PROBLEM TO WORK ON: Repeat word for word every line of the data below, from the first through the line containing "see the banner", and stop there.

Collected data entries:
PR #1593, opened 2024-10-11
EL-1757: Saving Early Eligibility result to `completed_user_journey` table

MazOneTwoOne:
[Jira ticket](https://dsdmoj.atlassian.net/browse/EL-1757)

## What changed and why

- add in the values to be populated by `journey_logger_service`
- call `JourneyLoggerService` when user see banner. Also set "type" of early result, when they see the banner 
- remove when user see `set_early_result_type` from `ResultsController` as this is now set upon seeing the banner.
- tidy up naming and separate out methods 
- test that `JourneyLoggerService` puts correct things into table based on session_data
- test that a `track_completed_journey` method in my ResultsController is called based on session_data
- add suffix to assessment_id for an early result 
- add tests for code coverage

## Guidance to review

- n/a

## Checklist


app/models/check.rb
```diff
@@ -191,4 +191,8 @@ def early_ineligible_result?
   def gross_income_excess
     session_data.dig("early_result", "gross_income_excess")
   end
+
+  def is_early_result_type_gross_income?
```
willc-work, line 195: we can remove the 'is' prefix from the method name. The '?' at the end indicates this is a boolean and is the idiomatic ruby way to do things

app/services/journey_logger_service.rb
```diff
@@ -55,5 +56,12 @@ def matter_type(check)
         check.immigration_or_asylum_type
       end
     end
+
+    def early_result_type(check)
+      # Potentilly we can have more conditions here for "partner_gross" & "disposable"
```
willc-work, line 61: I agree, but we dont need this comment to be retained.

app/controllers/forms_controller.rb
```diff
@@ -41,8 +41,17 @@ def calculate_early_result
     if last_tag_in_group?(:gross_income)
       cfe_result = CfeService.result(session_data, Steps::Helper.completed_steps_for(session_data, step))
       session_data["early_result"] = { "result" => cfe_result.gross_income_result,
-                                       "gross_income_excess" => cfe_result.gross_income_excess }
-      # add analytics tracking here? completed user journeys
+                                       "gross_income_excess" => cfe_result.gross_income_excess,
+                                       "type" => "gross_income" } # I think we have to set this here so we have it in the session, when calling the `JourneyLoggerService`
+      track_completed_journey_for_early_result
```
HettieS, line 46: at the moment, this is also going to add an entry for an eligible result - we only want to track ineligible ones as a completed user journey. So we need to make sure we only save the ineligible ones.

app/controllers/forms_controller.rb
```diff
@@ -41,8 +41,17 @@ def calculate_early_result
...
     end
   end
+
+  def track_completed_journey_for_early_result
```
HettieS, line 50: have you thought about/tried passing down the CFE result stored in `cfe_result` to the tracking method? That might prevent the need to make the CFE call again. Variables are a sort of storage - once they've been set, they store that information.

So you'd do something like track_early_result_completed_journey(cfe_result) and then use/manipulate cfe_result to get what you need.

app/controllers/forms_controller.rb
```diff
@@ -41,8 +41,17 @@ def calculate_early_result
...
+    session_data["api_response"] = CfeService.call(session_data, Steps::Helper.completed_steps_for(session_data, step))
+    calculation_result = CalculationResult.new(session_data)
+    office_code = signed_in? && current_provider.present? ? current_provider.first_office_code : nil
+    assessment_id_with_early_result_suffix = "#{assessment_id}_early_result" # This is so we do not overrite newly created early result entry, if an user decides to carry on with check or change answers
```
HettieS, line 54: to be honest I'm not sold yet on using a suffix, but I can't really say exactly why, it just feels really hacky lol - have you dug into whether the original tracking method could be extended to have some conditionals/guarding in to prevent early results from updating?

app/controllers/results_controller.rb
```diff
@@ -55,15 +53,11 @@ def load_check
...
-    if signed_in? && current_provider.present?
-      JourneyLoggerService.call(assessment_id, calculation_result, @check, current_provider.first_office_code, cookies)
-    else
-      JourneyLoggerService.call(assessment_id, calculation_result, @check, nil, cookies)
-    end
+    office_code = signed_in? && current_provider.present? ? current_provider.first_office_code : nil
+
+    # We have the method `clear_early_result` on the ChecksController, so if a user goes back or ever see the check/change answers screen this will create a new entry into CompletedUserJourney
+    # The intention is that we are not counting that as a continuation an early ineligible result but as a new journey
+    JourneyLoggerService.call(assessment_id, calculation_result, @check, office_code, cookies) unless @check.early_ineligible_result?
```
HettieS, line 61: you could introduce the condition early on like 20 so that this method is never executed for an early result ie. 

track_completed_journey(@model) unless @check.early_ineligible_result?

I think this makes the condition a bit less hidden and ever so slightly saves on computing time lol.

You may need to move the @check instance variable further up the show methods if you go this way.

HettieS (commented):
Good work! I have left some comments for potential improvements and happy to pair on them!

app/controllers/forms_controller.rb
MazOneTwoOne: Yes, have tried passing down the CFE result stored in `cfe_result` to the tracking method. 

I think the issue is that they are two different method calls to the `CfeService`. I need the `.call` in `track_completed_journey_for_early_result` instead of `.result`

app/controllers/forms_controller.rb
MazOneTwoOne: I did dig into this, but very happy to pair on making this bit in the `JourneyLoggerService` guard for early results

>       CompletedUserJourney.transaction do
>         if (journey = CompletedUserJourney.find_by(assessment_id:))
>           journey.update!(attributes)
>         else
>           CompletedUserJourney.create!(attributes.merge(assessment_id:))
>         end
>       end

EXERCISE RESPONSE:
PR #1593, opened 2024-10-11
EL-1757: Saving Early Eligibility result to `completed_user_journey` table

MazOneTwoOne:
[Jira ticket](https://dsdmoj.atlassian.net/browse/EL-1757)

## What changed and why

- add in the values to be populated by `journey_logger_service`
- call `JourneyLoggerService` when user see banner. Also set "type" of early result, when they see the banner 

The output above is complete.